**Data block:**

= = =

PR #7180, opened 2023-05-23
Removed unused INT64 definition

radarhere:
See https://github.com/python-pillow/Pillow/pull/6645#discussion_r1201417169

= = =

**Task item:** Repeat the whole listing, keeping every word exactly as it is.

**Problem solution:**
PR #7180, opened 2023-05-23
Removed unused INT64 definition

radarhere:
See https://github.com/python-pillow/Pillow/pull/6645#discussion_r1201417169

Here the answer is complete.